Des Cybercabs apparaissent avec des barres lumineuses avant dans des couleurs qu'aucune Tesla de série n'a jamais portées. L'un d'eux a été photographié à Austin avec la bande allumée en violet ; un autre s'est montré lors d'un événement consacré aux véhicules autonomes en Floride, en rouge, blanc et bleu. L'explication rapportée n'a rien de décoratif. C'est ainsi que vous retrouvez votre course.

Comment cela fonctionnerait

La barre lumineuse avant est RGB, et la couleur qu'elle affiche est censée correspondre à celle indiquée dans l'application Robotaxi du passager. Approchez-vous d'une file de biplaces blancs identiques : celui qui brille de votre couleur est le vôtre. La barre reste blanche en fonctionnement normal, la couleur relève donc d'un état de prise en charge plutôt que d'une livrée.

Cela résout un problème mineur pour une voiture seule, mais critique pour une flotte. Le VTC perd déjà du temps et de l'argent à cause de passagers qui montent dans le mauvais véhicule, et toutes les parades employées aujourd'hui — une plaque d'immatriculation à lire, un chauffeur qui fait signe, un nom à confirmer — supposent un humain à l'avant. Un Cybercab n'a pas de conducteur pour lever les yeux et acquiescer. Avec 16,7 millions de couleurs adressables, Tesla ne manquera pas d'attributions uniques au sein d'une même file.

Ce qui ne franchira pas la frontière européenne

L'éclairage orienté vers l'avant est l'un des éléments les plus strictement encadrés d'une voiture en Europe. Le blanc et l'ambre y sont largement admis à l'avant ; le rouge, le vert et le bleu sont les couleurs réservées aux services d'urgence et à la régulation du trafic, ou associées à ceux-ci, ce qui explique précisément pourquoi elles attirent l'œil. Une barre lumineuse avant violette ou rouge sur une route ouverte dans l'UE n'est pas un choix stylistique qu'un constructeur peut faire librement, et les apparitions constatées jusqu'ici relèvent toutes d'essais aux États-Unis.

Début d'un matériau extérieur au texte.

PR #3725, opened 2026-09-15
Add 132 components to COMP.csv and 131 UMR-PRU rows, correct 228 data defects

dupuypablo:
## What this does

Extends the component database so gas-chromatography slates containing branched paraffins, alkylbenzenes, cycloalkanes and light olefins can be modelled with **UMR-PRU**, and corrects data defects found while auditing the existing rows.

Ce n'est pas un détail de bas de page pour un lecteur européen. C'est toute la différence entre une fonction qui arrive chez nous et une fonction remplacée par quelque chose de plus terne — un écran sur le vitrage, un motif ambre, une séquence plutôt qu'une teinte. Rien dans les informations disponibles n'indique que Tesla ait tranché. L'entreprise n'a d'ailleurs jamais confirmé la finalité d'appariement des passagers ; il s'agit d'une déduction tirée du comportement des voitures et des lieux où ces couleurs apparaissent.

Où cela se situe dans la montée en puissance du Cybercab

Le calendrier est révélateur. Tesla a fixé au 3 septembre l'événement de lancement du Cybercab, qui sera diffusé en direct, et les détails matériels remontent donc à la surface dans la quinzaine qui précède, comme toujours. Le versant opérateur a déjà laissé filtrer son propre vocabulaire, avec notamment un état « roaming » et une commande d'intervention, tandis que l'accueil réservé à la flotte sur le terrain à Austin s'est révélé suffisamment mitigé pour que les ambassadeurs de Tesla eux-mêmes s'en plaignent.

L'appariement des passagers relève de cette seconde catégorie — non pas l'autonomie, mais le service qui l'entoure. Une flotte sans conducteur doit résoudre l'identification, l'embarquement, les bagages, la propreté et les litiges sans personnel, et chacun de ces points exige un mécanisme. Une barre lumineuse colorée est une réponse élégante à l'un d'eux, sur un marché qui autorise les barres lumineuses colorées.

Ce qu'il faut tenir pour acquis

Confirmé : des Cybercabs circulent en public avec des barres lumineuses avant non blanches, photographiés et filmés. Rapporté mais non confirmé : que la couleur soit attribuée course par course et reprise dans l'application. Non abordé : la légalité de tout cela sur une route européenne.